Los anteriores requisitos no pueden quedarse en meros enunciados, pues han sido reiterados por la Corte Constitucional, primero en la sentencia C-590 de 2005, luego en las decisiones T-332, T-780 y T-212 de 2006, reforzando lo dicho en la primera de las mencionadas providencias, en el sentido de que, cuando se trata de acciones de tutela contra providencias judiciales, las mismas sólo pueden tener cabida “… si se cumplen ciertos y rigurosos requisitos de procedibilidad.

Dentro de estos pueden distinguirse unos de carácter general, que habilitan la interposición de la tutela, y otros de carácter específico, que tocan con la procedencia misma del amparo, una vez interpuesta ”. -C-590 de 2005- Análisis del caso concreto 1. A voces del art. 32, inc. 2° del Decreto 2591 de 1991, el juez que conozca de la impugnación estudiará el contenido de la misma, cotejándolo con el acervo probatorio y con el fallo.

Si, a su juicio, la sentencia carece de fundamento, procederá a revocarla; si la encuentra ajustada a derecho, la confirmará. La demanda cuestiona las decisiones proferidas por las autoridades accionadas, mediante las cuales le fue revocada la prisión domiciliaria, ante el incumplimiento de las obligaciones asumidas al momento en que le fue otorgado dicho beneficio, concretamente, evadir del lugar de reclusión, sin autorización judicial.

Según la accionante, se hizo una valoración indebida de las pruebas, pues, en dos oportunidades, la asistente social acudió a una dirección equivocada, en otra, si bien es cierto que no se encontraba en su domicilio, existe justificación legal para ello, pues tuvo que llevar a una de sus hijas al servicio de urgencias. 2. Pues bien, la Corte no observa que las providencias cuestionadas sean arbitrarias o carentes de razón. La prisión domiciliaria, como pena sustitutiva de la prisión, conlleva para quien la obtenga una serie de obligaciones, entre ellas, no evadir la reclusión en el sitio previamente determinado.

En concordancia con ello, la Ley 65 de 1993, contempla la posibilidad que, ante el incumplimiento de las condiciones específicas que se le hayan impuesto al beneficiario, se revoque el permiso por quien lo otorgó. Ello fue lo que ocurrió en este caso, pues el juez de ejecución de penas encontró que la accionante incumplió en repetidas ocasiones con la obligación de permanecer en su domicilio, sin que para ello contara con previa autorización del despacho.

No es cierto, como pretende hacerse ver, que tales conclusiones sean antojadizas o carezcan de fundamento probatorio que las soporte: de la lectura del expediente se observa que, al menos, en tres oportunidades -16 de septiembre, 7 de octubre y 19 de febrero de 2016- la accionante no fue encontrada en su domicilio al momento en que le fue realizada la visita por la asistente social o por funcionarios del INPEC, sin que las explicaciones que diera para justificar su ausencia, resultaran creíbles para la autoridad accionada.
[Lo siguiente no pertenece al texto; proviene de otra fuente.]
PR #6773, opened 2024-03-01
[ImportVerilog] Add assignment statements

fabianschuiki:
Add continuous, blocking, and non-blocking assignments to the Moore dialect. These represent the corresponding constructs in SystemVerilog.

Add a `ScopedHashTable` to the ImportVerilog conversion context and add variable declarations to it. This allows expression conversion to resolve name expressions to the MLIR value that was generated for the corresponding declaration. The Slang AST node pointer itself is used as a lookup key, since the AST already has all names resolved.

Add a basic expression handling mechanism to the ImportVerilog conversion. A new `convertExpression` entry point calls an `ExprVisitor` to convert expression nodes in the Slang AST to the corresponding MLIR operations. This currently only supports name expressions, which simply looks up the converted MLIR value for whatever the name was resolved to, and blocking and non-blocking assignments.

Extend the module conversion to properly handle continuous assignments at the module level.

Thanks @albertethon, @hailongSun2000, and @angelzzzzz for the help to get this started.


dtzSiFive (approved):
LGTM!! Wow!

hailongSun2000 (approved):

lib/Conversion/ImportVerilog/Expressions.cpp
```diff
@@ -0,0 +1,74 @@
...
+//
+//===----------------------------------------------------------------------===//
+
+#include "ImportVerilogInternals.h"
+#include "slang/syntax/AllSyntax.h"
+
+using namespace circt;
+using namespace ImportVerilog;
+
+// NOLINTBEGIN(misc-no-recursion)
```
maerhart, line 15: Why is it fine to always do a recursive call to traverse expressions? Isn't this like using recursion to traverse the def-use chain?

lib/Conversion/ImportVerilog/ImportVerilogInternals.h
```diff
@@ -40,6 +41,8 @@ struct Context {
 
   /// Convert a slang `SourceLocation` into an MLIR `Location`.
   Location convertLocation(slang::SourceLocation loc);
+  /// Covnert a slang `SourceRange` into an MLIR `Location`.
```
maerhart, line 44:
```suggestion
  /// Convert a slang `SourceRange` into an MLIR `Location`.
```

maerhart (approved):
Shouldn't the expression converter use a worklist where the visitor can push expressions onto instead of recursive calls? Or is there some reason why this is fine that I'm not aware of?

Otherwise, looks good to me! Nice to see all this progress 💯

lib/Conversion/ImportVerilog/Expressions.cpp
fabianschuiki: Good point. I'm not sure it actually is fine. Well, probably in the beginning, but this probably has to be come that worklist-based approach you were suggesting. Not sure how exactly that would work -- if you'd push all child expressions of a node onto the worklist and then check some hash map to get the actual child expressions.

If I'm not mistaken, Slang uses a recursive descent parser to construct the AST. That would mean any expression tree being visited here has been visited recursively while parsing already. That might indicate that parsing is going to fail first or at the same time as this lowering code.

I'm going to create an issue to turn this into a worklist once the remaining Slang integration PRs have landed.

PR #6774, opened 2024-03-02
[capi][python] Add Emit Dialect

seldridge:
Add the emit dialect to the C-API and to Python.  This is both missing and is necessary for downstream Python tooling to not break.


mikeurbach:
LGTM!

Al respecto, el Juzgado Sexto de Ejecución de Penas y Medidas de Seguridad de Bogotá, expuso: (…) Una vez estudiados los argumentos esbozados por la memorialista, los mismos no son justificables en el entendido que según informe realizado por la dragoneante que realizó las visitas, se acercó al Interior 1 de la dirección aportada en el plenario, misma nomenclatura donde ha sido visitada en varias ocasiones la condenada.

Y es que este despacho no puede desacreditar la veracidad de los informes, mismos que son suscritos por servidor público del INPEC. De otra parte, este despacho no puede pasar por alto que según informe suscrito por el notificador del Centro de Servicios Administrativos de estos juzgados de ejecución de penas, no fue posible notificar personalmente el auto del 22 de diciembre de 2015, toda vez que la condenada no fue encontrada en su lugar de reclusión”[footnoteRef:5]. [5: Fl.276] Si bien la accionante insiste en que los funcionarios acudieron al lugar equivocado, no se observa, de los informes de los respectivos funcionarios del INPEC, que hubiese un error en la dirección que fue suministrada para el efecto, máxime si en anteriores oportunidades las visitas se habían realizado de manera satisfactoria, en su mismo domicilio.
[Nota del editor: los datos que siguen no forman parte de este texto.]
PR #6777, opened 2024-03-04
[SV] Use a symbol in macro identifiers

nandor:
Macro identifiers now use a proper symbol to handle references. The verifiers are not yet enabled as more intrusive pipeline changes are required, to be done in follow-ups.

### DIFF
--- a/lib/Dialect/SV/SVOps.cpp
+++ b/lib/Dialect/SV/SVOps.cpp
@@ -91,6 +91,18 @@ static Operation *lookupSymbolInNested(Operation *symbolTableOp,
   return nullptr;
 }
 
+/// Verifies symbols referenced by macro identifiers.
+static LogicalResult
+verifyMacroIdentSymbolUses(Operation *op, FlatSymbolRefAttr attr,
+                           SymbolTableCollection &symbolTable) {
+  auto *refOp = symbolTable.lookupNearestSymbolFrom(op, attr);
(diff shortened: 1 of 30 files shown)


lib/Dialect/SV/SVOps.cpp
```diff
@@ -91,6 +91,18 @@ static Operation *lookupSymbolInNested(Operation *symbolTableOp,
...
+verifyMacroIdentSymbolUses(Operation *op, FlatSymbolRefAttr attr,
+                           SymbolTableCollection &symbolTable) {
+  auto *refOp = symbolTable.lookupNearestSymbolFrom(op, attr);
+  if (!refOp)
+    return op->emitError("references an undefined symbol: ") << attr;
+  if (!isa<MacroDeclOp>(refOp))
+    return op->emitError("must reference a macro declaration");
+  return success();
+}
+
```
uenoku, line 105: Please feel free to land this change separately.

uenoku (approved):
LGTM. I think it's reasonable approach to make verifySymbolUses empty and actually implement a follow-up. Once verifySymbolUses is implemented, a serious of the changes will require downstream users to ensure uniqueness of the macro symbols so it would be nice to put a note on weekly meeting doc.

dtzSiFive:
Awesome work, thanks for pushing on this!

Además, no resulta razonable que, precisamente, en dos ocasiones en las que no fue encontrada en su hogar, alegue un error de los funcionarios y, el día en que una persona sí recibió a la asistente social, informando que la accionante no estaba allí, invocara una circunstancia de fuerza mayor que la obligó a salir de su casa, la que, en todo caso, no resultó creíble para el juzgado.
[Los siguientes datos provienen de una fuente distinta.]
PR #6778, opened 2024-03-04
[Sim] Emit a SYNTHESIS macro declaration if needed

nandor:


lib/Conversion/SimToSV/SimToSV.cpp
```diff
@@ -144,20 +163,34 @@ struct SimToSVPass : public LowerSimToSVBase<SimToSVPass> {
...
+      patterns.add<SimulatorStopLowering<sim::FatalOp, sv::FatalOp>>(context,
+                                                                     state);
+      return applyPartialConversion(module, target, std::move(patterns));
+    };
+
+    if (failed(mlir::failableParallelForEach(
+            context, circuit.getOps<hw::HWModuleOp>(), lowerModule)))
+      return signalPassFailure();
+
+    if (state.used_SYNTHESIS && !circuit.lookupSymbol("SYNTHESIS")) {
```
uenoku, line 189: Please use symbol table instead of Operation::lookupSymbol to avoid O(N^2) behaivor.

uenoku: Nvm, it's ran only once so don't need to use symbol table.

uenoku, line 189: Can we error out when circuit.lookupSymbol is not sv::MacroDeclOp?

uenoku (approved):
LGTM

Tal y como lo menciona una de las providencias cuestionadas “ al tratar de ubicarla en su domicilio no se encontró, se llamó al número de teléfono 314 3852713 y se le fue informado por la asistente que se encontraba cerca del domicilio para notificarla de las providencias, la penda colgó el teléfono y apagó el celular”, comportamiento que no se compadece con las obligaciones asumidas con el juzgado ”[footnoteRef:6]. [6: Fl.56] 3.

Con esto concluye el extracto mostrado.